Other fact you may not know about Ms. Mansfield: the famously blonde babe also made a bombshell of a brunette! Jayne got in touch with her “roots” for the film Single Room Furnished, the picture on which she was working at the time of her death. Adapted from a play by Geraldine Sanford for Jayne by her then-husband Matt Cimber (by the time principal photography in NJ was done, Cimber and she were split and Jayne was dating Sam Brody, her attorney, who died with her), the movie was very slow to be released and was tough to find for a lot of years.
The imdb summarizes it as
Three stories in one: Johnie (Jayne Mansfield) is married, but her husband deserts her when she becomes pregnant. She changes her name to Mae and takes a job as a waitress. She falls in love, but her fiancé leaves her just as they’re about to get married. So Mae changes her name to Eileen and becomes a prostitute.

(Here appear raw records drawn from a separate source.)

PR #284, opened 2021-10-27
CloudSchedule

pennam:
Opening to start integration testing with cloud side.

/cc @eclipse1985

TODO:
- ~~Add property tests~~
- ~~Use const instead of numbers~~
- ~~Check CloudSchedule isActive() method~~
- ~~Timezone -> see https://github.com/pennam/ArduinoIoTCloud/tree/cloudschedule_timezone~~

### DIFF
--- a/examples/ArduinoIoTCloud-Schedule/ArduinoIoTCloud-Schedule.ino
+++ b/examples/ArduinoIoTCloud-Schedule/ArduinoIoTCloud-Schedule.ino
@@ -1,0 +1,54 @@
+/*
+  This sketch demonstrates how to use cloud schedule data type.
+
+  This sketch is compatible with:
+   - MKR 1000
+   - MKR WIFI 1010
+   - MKR GSM 1400
+   - MKR NB 1500
+   - MKR WAN 1300/1310
+   - Nano 33 IoT
+   - ESP 8266
+*/
+
+#include "arduino_secrets.h"
+#include "thingProperties.h"
+
+#if defined(ESP32)
+static int const LED_BUILTIN = 2;
+#endif
+
+void setup() {
+  /* Initialize serial and wait up to 5 seconds for port to open */
+  Serial.begin(9600);
+  for(unsigned long const serialBeginTime = millis(); !Serial && (millis() - serialBeginTime > 5000); ) { }
+
+  /* Configure LED pin as an output */
+  pinMode(LED_BUILTIN, OUTPUT);
+
+  /* This function takes care of connecting your sketch variables to the ArduinoIoTCloud object */
+  initProperties();
+
+  /* Initialize Arduino IoT Cloud library */
+  ArduinoCloud.begin(ArduinoIoTPreferredConnection);
+
+  setDebugMessageLevel(DBG_INFO);
+  ArduinoCloud.printDebugInfo();
+
+  /* Configure a schedule for LED. This should be done with Arduino create Scheduler widget */
+  unsigned int startingFrom = 1635786000;                /* From 01/11/2021 17:00           */
+  unsigned int untilTo = startingFrom + ( DAYS * 28 );   /* To   29/11/2021 17:00           */
+  unsigned int executionPeriod = MINUTES * 6;            /* For         6 minutes           */
+  unsigned int scheduleConfiguration =  134217770;       /* On monday wednesday and friday  */
+
+  led = Schedule(startingFrom, untilTo, executionPeriod, scheduleConfiguration);
+}
+
+void loop() {
+  ArduinoCloud.update();
+
+  /* Activate LED when schedule is active */
+  digitalWrite(LED_BUILTIN, led.isActive());
+  
+}
+
--- a/examples/ArduinoIoTCloud-Schedule/ArduinoIoTCloud-Schedule.ino
+++ b/examples/ArduinoIoTCloud-Schedule/ArduinoIoTCloud-Schedule.ino
@@ -63,7 +63,7 @@ void setup() {
   */
 void setupOneShotSchedule() {
 
-  unsigned int startingFrom = Schedule::getTimeFromString("2021 Nov 01 17:00:00");
+  unsigned int startingFrom = TimeService::getTimeFromString("2021 Nov 01 17:00:00");
   unsigned int until = startingFrom + ( DAYS * 1 );
   unsigned int activePeriod = MINUTES * 5;
 
@@ -79,7 +79,7 @@ void setupOneShotSchedule() {
   */
 void setupMinuteSchedule() {
 
-  unsigned int startingFrom = Schedule::getTimeFromString("2021 Nov 01 17:00:00");
+  unsigned int startingFrom = TimeService::getTimeFromString("2021 Nov 01 17:00:00");
   unsigned int until = startingFrom + ( DAYS * 1 );
   unsigned int activePeriod = SECONDS * 15;
   unsigned int repetitionPeriod = 1;
@@ -96,8 +96,8 @@ void setupMinuteSchedule() {
  */
 void setupHourlySchedule() {
 
-  unsigned int startingFrom = Schedule::getTimeFromString("2021 Nov 01 17:00:00");
-  unsigned int until = Schedule::getTimeFromString("2021 Nov 15 13:00:00");
+  unsigned int startingFrom = TimeService::getTimeFromString("2021 Nov 01 17:00:00");
+  unsigned int until = TimeService::getTimeFromString("2021 Nov 15 13:00:00");
   unsigned int activePeriod = MINUTES * 20;
   unsigned int repetitionPeriod = 1;
 
@@ -113,8 +113,8 @@ void setupHourlySchedule() {
  */
 void setupDailySchedule() {
 
-  unsigned int startingFrom = Schedule::getTimeFromString("2021 Nov 01 17:00:00");
-  unsigned int until = Schedule::getTimeFromString("2021 Nov 15 13:00:00");
+  unsigned int startingFrom = TimeService::getTimeFromString("2021 Nov 01 17:00:00");
+  unsigned int until = TimeService::getTimeFromString("2021 Nov 15 13:00:00");
   unsigned int activePeriod = HOURS * 2;
   unsigned int repetitionPeriod = 1;
 
@@ -137,7 +137,8 @@ void setupDailySchedule() {
  * Saturday  -> Inactive
  */
 void setupWeeklySchedule() {
-  unsigned int startingFrom = Schedule::getTimeFromString("2021 Nov 01 17:00:00");
+
+  unsigned int startingFrom = TimeService::getTimeFromString("2021 Nov 01 17:00:00");
   unsigned int until = startingFrom + ( DAYS * 30 );
   unsigned int executionPeriod = MINUTES * 3;
 
@@ -162,8 +163,8 @@ void setupWeeklySchedule() {
  */
 void setupMonthlySchedule() {
 
-  unsigned int startingFrom = Schedule::getTimeFromString("2021 Nov 01 17:00:00");
-  unsigned int until = Schedule::getTimeFromString("2021 Nov 15 13:00:00");
+  unsigned int startingFrom = TimeService::getTimeFromString("2021 Nov 01 17:00:00");
+  unsigned int until = TimeService::getTimeFromString("2021 Nov 15 13:00:00");
   unsigned int activePeriod = DAYS * 1;
   unsigned int dayOfMonth = 3;
 
@@ -179,8 +180,8 @@ void setupMonthlySchedule() {
  */
 void setupYearlySchedule() {
 
-  unsigned int startingFrom = Schedule::getTimeFromString("2021 Nov 06 17:00:00");
-  unsigned int until = Schedule::getTimeFromString("2041 Nov 06 13:00:00");
+  unsigned int startingFrom = TimeService::getTimeFromString("2021 Nov 06 17:00:00");
+  unsigned int until = TimeService::getTimeFromString("2041 Nov 06 13:00:00");
   unsigned int activePeriod = DAYS * 2;
   unsigned int dayOfMonth = 6;
 
--- a/examples/ArduinoIoTCloud-Schedule/ArduinoIoTCloud-Schedule.ino
+++ b/examples/ArduinoIoTCloud-Schedule/ArduinoIoTCloud-Schedule.ino
@@ -1,7 +1,7 @@
 /*
-  This sketch demonstrates how to use cloud schedule data type.
+  This sketch demonstrates how to use the cloud schedule variable type.
 
-  This sketch is compatible with:
+  This sketch is compatible with the following boards:
    - MKR 1000
    - MKR WIFI 1010
    - MKR GSM 1400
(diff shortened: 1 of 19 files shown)


aentinger (changes requested):
Hi @pennam :wave: :coffee: Can I ask you to add a example sketch show-casing how to actually use that property? From looking at the source code I don't really get it :confused:

pennam:
@aentinger sure!

pennam:
Hi @aentinger, i've added a simple sketch just to show how the cloud schedule property can be used.
I must admit that configuring a schedule from a sketch is really ugly, but the configuration part should be handled through the Arduino Create scheduler widget.

To define a schedule 4 field needs to be provided:
`frm`: uint32_t unix timestamo of schedule starting date and time
`to `: uint32_t unix timestamp of schedule end date and time. 0 if schedule has no end.
`len`: uint32_t duration of scheduled event
`msk`: uint32_t bitfield schedule configuration value.

` | 2bits scheduleUnit | 4bits scheduleType | 26 bits schedule Mask |`

```
enum class ScheduleUnit : int {
  Seconds      = 0,
  Minutes      = 1,
  Hours        = 2,
  Days         = 3
};

enum class ScheduleType : int {
  OneShot      = 0,
  FixedDelta   = 1,
  Weekly       = 2,
  Monthly      = 3,
  Yearly       = 4
};

Fixed schedule mask
delta value between events in ScheduleUnit

Weekly schedule mask
0000001 → Sunday
0000010 → Monday
0000100 → Tuesday
0001000 → Wednesday
0010000 → Thursday
0100000 → Friday
1000000 → Saturday

Monthly schedule mask
Day of the month 1 -31

Yearly schedule mask
| Months since January | Day of the month |
|         0-11         |       1-31       |
|         8 bit        |      8 bit       |
```

pennam:
Regarding the msk value i think i can easily add some function to ease creation of scheduler configs. Not sure what to do with frm and to fields... :thinking:

pennam:
Hi @aentinger, I still need to fix UnitTests after the last changes, in the meanwhile do you mind having a look to the new example and function to ease Schedule configuration ?

https://github.com/arduino-libraries/ArduinoIoTCloud/pull/284/commits/32292b5ac46c50bd302add21360af671f9f1a0ae also add support for timezone changes from the cloud.

Thanks

pennam:
rebased on master and squashed some commits to cleanup history

src/utility/time/TimeService.cpp
```diff
@@ -91,6 +91,52 @@ unsigned long TimeService::getTime()
...
+    0 /* tm_mday  */,
+    0 /* tm_mon   */,
+    0 /* tm_year  */,
+    0 /* tm_wday  */,
+    0 /* tm_yday  */,
+    0 /* tm_isdst */
+  };
+  static const char month_names[] = "JanFebMarAprMayJunJulAugSepOctNovDec";
+
+  sscanf(timeString.c_str(), "%d %s %d %d:%d:%d", &year, s_month, &day, &hour, &minutes, &seconds);
```
polldo, line 125: this function is public but there are no checks on the input
for example, if a user executes the following statement, the program will crash
`  Schedule::getTimeFromString("2021 November 01 17:00:00");  `

is this something we care about ?
also, I think that the time format should be documented somewhere

src/property/types/CloudSchedule.h
```diff
@@ -0,0 +1,417 @@
...
+          if ( ( (std::max(now , frm) - std::min(now , frm)) % delta ) <= len ) {
+            return true;
+          }
+        }
+      }
+      return false;
+    }
+
+    static unsigned int createOneShotScheduleConfiguration() {
+      return 0;
```
polldo, line 132: what should this function do?

src/utility/time/TimeService.h
```diff
@@ -55,8 +59,13 @@ class TimeService
 #endif
 
   unsigned long getRemoteTime();
+
   static bool isTimeValid(unsigned long const time);
 
+private:
+  unsigned long _timezone_offset;
```
polldo, line 66: the offset can be negative

src/utility/time/TimeService.cpp
pennam: yes, definitely. I was really unsure about this function, andas you can see here https://github.com/arduino-libraries/ArduinoIoTCloud/pull/284/commits/d317f5631b91f1479089ef519bc6c55b15b64c71 i had tried to use also std::get_time function to do this. Do you think it would be better?

I didn't wont to add much complex checks mostly because i think most people would use the widget to configure the schedule, but for sure i will add some lined to document how to use the function in the example and in the TimeService class

src/property/types/CloudSchedule.h
pennam: for non repeating schedule the configurazion mask is 0

src/utility/time/TimeService.h
pennam: Nice catch! thanks

src/utility/time/TimeService.cpp
pennam: or maybe jut provide a wrapper around std::get_time provigind the time string and also the information on how is formatted..

polldo: >as you can see here d317f56 i had tried to use also std::get_time function to do this. Do you think it would be better?

yes, using a std function with a standard time format seems better to me 

IMO all other alternatives are also good as long as they are documented (also the one you already implemented)

src/property/types/CloudSchedule.h
polldo: oh right!

polldo (approved):

src/utility/time/TimeService.cpp
pennam: fixed with 3cf18b29bd81944820adb793468b2f1b8a8d55e5

src/utility/time/TimeService.h
pennam: fixed with cd9a6642f0904630e9d5d747e28439e06b313b20

src/utility/time/TimeService.cpp
```diff
@@ -129,20 +128,66 @@ unsigned long TimeService::getLocalTime()
...
+  };
+
+  char s_month[16];
+  int month, day, year, hour, min, sec;
+  static const char month_names[] = "JanFebMarAprMayJunJulAugSepOctNovDec";
+  static const int input_length = 20;
+  static const int input_parameters = 6;
+  unsigned long time = 0;
+
+  if(input != nullptr && input.length() == input_length) {
```
polldo, line 153:
```C++
if (input == nullptr || input.length() != input_length) {
       DEBUG_ERROR("ArduinoIoTCloudTCP::%s invalid input length", __FUNCTION__);
       return 0
}
```
I think it'd be more readable this way

src/utility/time/TimeService.cpp
```diff
@@ -129,20 +128,66 @@ unsigned long TimeService::getLocalTime()
...
+
+    int result = sscanf(input.c_str(), "%d %s %d %d:%d:%d", &year, s_month, &day, &hour, &min, &sec);
+
+    if(result != input_parameters)
+    {
+      DEBUG_ERROR("ArduinoIoTCloudTCP::%s invalid input parameters number", __FUNCTION__);
+      return 0;
+    }
+
+    if(strlen(s_month) > 3) {
```
polldo, line 163: we may want to check that `strlen(s_month)` is exactly equal to 3 ?

src/utility/time/TimeService.cpp
```diff
@@ -129,20 +128,66 @@ unsigned long TimeService::getLocalTime()
...
+      DEBUG_ERROR("ArduinoIoTCloudTCP::%s invalid month name length, use %s", __FUNCTION__, month_names);
+      return 0;
+    }
+
+    month = (strstr(month_names, s_month) - month_names) / 3;
```
polldo, line 168: nice pointer arithmetic, but there's a problem if the month is not contained in `month_names` 
I would add a `!= nullptr` check on the result of strstr before using it

examples/ArduinoIoTCloud-Schedule/ArduinoIoTCloud-Schedule.ino
```diff
@@ -0,0 +1,229 @@
...
+  * Until         2021 11 02 17:00:00
+  */
+void setupOneShotSchedule() {
+
+  unsigned int startingFrom = TimeService::getTimeFromString("2021 Nov 01 17:00:00");
+  unsigned int until = startingFrom + ( DAYS * 1 );
+  unsigned int activePeriod = MINUTES * 5;
+
+  /* Warning: there is no cross check between until and activePeriod */
+  unsigned int scheduleConfiguration =  Schedule::createOneShotScheduleConfiguration();
```
aentinger, line 71: I was thinking: Why not create a `typedef` to hide the fact that a schedule is nothing more than an `unsigned int`? If at some point in time it becomes a class there's no need change anything, as it already appears like a class due to the `typedef`, i.e.
```C++
typedef unsigned int CloudScheduleType;
```
This could be combined with a `static_assert` to ensure that the cloud type always has the minimum required value, i.e.
```C++
static_assert(sizeof(CloudScheduleType int) >= 4", Error, sizeof(CloudScheduleType) < 4, can't use CloudSchedule on this platform."), 
```

src/ArduinoIoTCloud.h
```diff
@@ -145,7 +147,9 @@ class ArduinoIoTCloudClass
 
     ConnectionHandler * _connection = nullptr;
     PropertyContainer _property_container;
-    TimeService _time_service;
+    TimeService * _time_service = ArduinoIoTCloudTimeService();
```
aentinger, line 150: Is there any specific reason why this is now a pointer? It looks like you want to employ the `Singleton` design pattern. Why? Usually (except for very few use cases) `Singleton`s are to be avoided.

Also please do all initialisation within the constructor, or all initialisation within the class body, but not mixing between those two options.

extras/test/src/util/PropertyTestUtil.cpp
```diff
@@ -16,3 +18,13 @@ unsigned long getTime()
 {
   return 0;
 }
+
+unsigned long TimeService::getLocalTime()
+{
+  return getTime();
+}
+
+TimeService* ArduinoIoTCloudTimeService() {
```
aentinger, line 27: This looks somewhat like you want to use a `Singleton` (also see comment below). In general I'd advise to avoid singletons but if you must have them then please follow this pattern:
```C++
/* Singleton.h */
class Singleton
{
public:
  Singleton(Singleton &) = delete;
  void operator = (Singleton &) = delete;

  static Singleton & instance();
  static void destroy();
private:
  static Singleton * _p_instance;
};
/* Singleton.cpp */
Singleton * Singleton::_p_instance{nullptr};
Singleton & Singleton::instance()
{
  if (!_p_instance) {
    _p_instance = new Singleton();
  }
  return *_p_instance;
}

void Singleton::destroy()
{
  delete _p_instance;
  _p_instance = nullptr;
}
```

aentinger (commented):
I love how this PR comes together :heart_eyes:, however, since I'm a nitpicker I still found a couple of suggestions for you :wink:

src/utility/time/TimeService.cpp
pennam: Thanks @polldo, please see 6b9602520d013a1f670abf83e9f08ffe17bb22de

src/utility/time/TimeService.cpp
pennam: oh yes -> 6b9602520d013a1f670abf83e9f08ffe17bb22de

src/utility/time/TimeService.cpp
pennam: Yes! all credits go to @aentinger :wink: . I've only re-used it badly :smiling_face_with_tear: I've never had to use pointer aritmetic before and i've discovered that null pointer aritmetic is quite an hot topic!! ->https://github.com/arduino-libraries/ArduinoIoTCloud/commit/6b9602520d013a1f670abf83e9f08ffe17bb22de

pennam:
>  since I'm a nitpicker I still found a couple of suggestions for you wink

That's the reason why i continue bothering you with my review requests! Thanks!

examples/ArduinoIoTCloud-Schedule/ArduinoIoTCloud-Schedule.ino
pennam: I'm not sure i get the point, `Schedule` and `CloudSchedule` are already two classes; in the example `scheduleConfiguration` is just one parameter needed to initialize the schedule. That said i think using a typedef for the scheduleConfiguration and the other input parameters is really a good idea so i've created a commit you can check. https://github.com/pennam/ArduinoIoTCloud/commit/2b63f01f2e41c2ad9d75729087eb95bbbf0960e9

src/utility/time/TimeService.cpp
aentinger: Yeah well, I totally copied that from somewhere else :blush:

examples/ArduinoIoTCloud-Schedule/ArduinoIoTCloud-Schedule.ino
aentinger: No, you've gotten me perfectly. :+1: for `ScheduleTimeType` and `ScheduleConfigurationType`.

src/ArduinoIoTCloud.h
aentinger: I see. Still one small improvement would be to operate with references `&` instead of pointers `*`, then you never need to worry that a pointer can be zero, i.e.
```C++
TimeService & ArduinoIoTCloudTimeService() {
  static TimeService _timeService_instance;
  return _timeService_instance;
}
```

aentinger: Related: Why do you have `ArduinoIoTCloudTimeService` twice in code (Once in production code, once in test code). Would it not be sufficient to have it defined only once? I do not see MCU-specific code in that statement that would not compile for host.

examples/ArduinoIoTCloud-Schedule/ArduinoIoTCloud-Schedule.ino
pennam: -> see https://github.com/arduino-libraries/ArduinoIoTCloud/pull/284/commits/210edd275792da456221fb8d413a884cbcb624be

src/ArduinoIoTCloud.h
pennam: No MCU-specific code, but adding TimeService.cpp to the test system will require some extra work because then we will need also to stub/fake a bit on NTPUtils and maybe also RTC. So at the end i've decided to duplicate the function to make the build system happy and run the tests.

The only property that is actually using TimeService is CloudSchedule so i don't think adding the whole class would be really beneficial for the test coverage since CloudSchedule is implementing its own getTime() fake function in test_CluodSchedule.cpp file.

pennam: > operate with references & instead of pointers *

please see https://github.com/arduino-libraries/ArduinoIoTCloud/pull/284/commits/920e920a7f4125e6272b8c6ba814301eb9f0442f

extras/test/src/util/PropertyTestUtil.cpp
pennam: implemented with the pattern above using references -> see https://github.com/arduino-libraries/ArduinoIoTCloud/commit/920e920a7f4125e6272b8c6ba814301eb9f0442f

aentinger:
I still suggest to [initialise member variables](https://github.com/arduino-libraries/ArduinoIoTCloud/pull/284/files#diff-2a08667a46c0a45cd028e94148001c11fd307f4d237de0a2f6166c8873777362R151-R152) within the constructor (to stay consistent with the current pattern), but apart from this, this is done imho.

aentinger (approved):
Love it :+1:

pennam:
we need to upgrade that ESP core! :smiling_face_with_tear:

pennam:
rebased and squashed some commits to cleanup history before merging.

I’ve heard it’s actually okay, but I haven’t seen it. Anyone?
Thinking about those final years, her slow decline and her sudden death, is a real bummer, so here’s a couple shots from a much happier time:
So, since the above pictures have raised the topic — Oh, my. The Pink Palace.
“I’ll have to have a palace, of course. I may not be a princess, but I am a movie queen, and every queen should have a palace.” — Jayne Mansfield
The house has become a part of the lore that surrounds Jayne’s “story,” with most people focusing on the heart-shaped tub, the pink walls, the fur carpets, the fountain of pink champagne, and so on, as evidence of what a Barbie Doll baked in a vanilla cupcake frosted with glitter she was alleged to be. But here is the real deal. Ms. Mansfield bought the Pink Palace in November of 1957 for a cool $76k after some very shrewd real estate backdoor bargaining. A 40-room mansion smack on Sunset Boulevard, the house was built in 1929 by highly regarded Los Angeles architecht G.C. McAllister and had previously been owned by singer Rudy Vallee. It could have gone for much, much more than what Ms. Mansfield wrangled as the end price. But it gets better.
You need to understand that Jayne was a very specific type of famous. She did not land in big moving pictures so much as her big moving boobs landed her in printed pictures. She was not rated and weighed to be serious in the manner of someone like Audrey Hepburn or even Marilyn Monroe, but you can bet your ass that “Jayne Mansfield” was absolutely a household name. That’s because she was an accessible gal who could move her some magazines. Rags like People and Star were born in this post-war Hollywood boom — men, average men, wanted to ogle star boobies, and women, average women, wanted to read about how they did their makeup, and Jayne was willing to provide both.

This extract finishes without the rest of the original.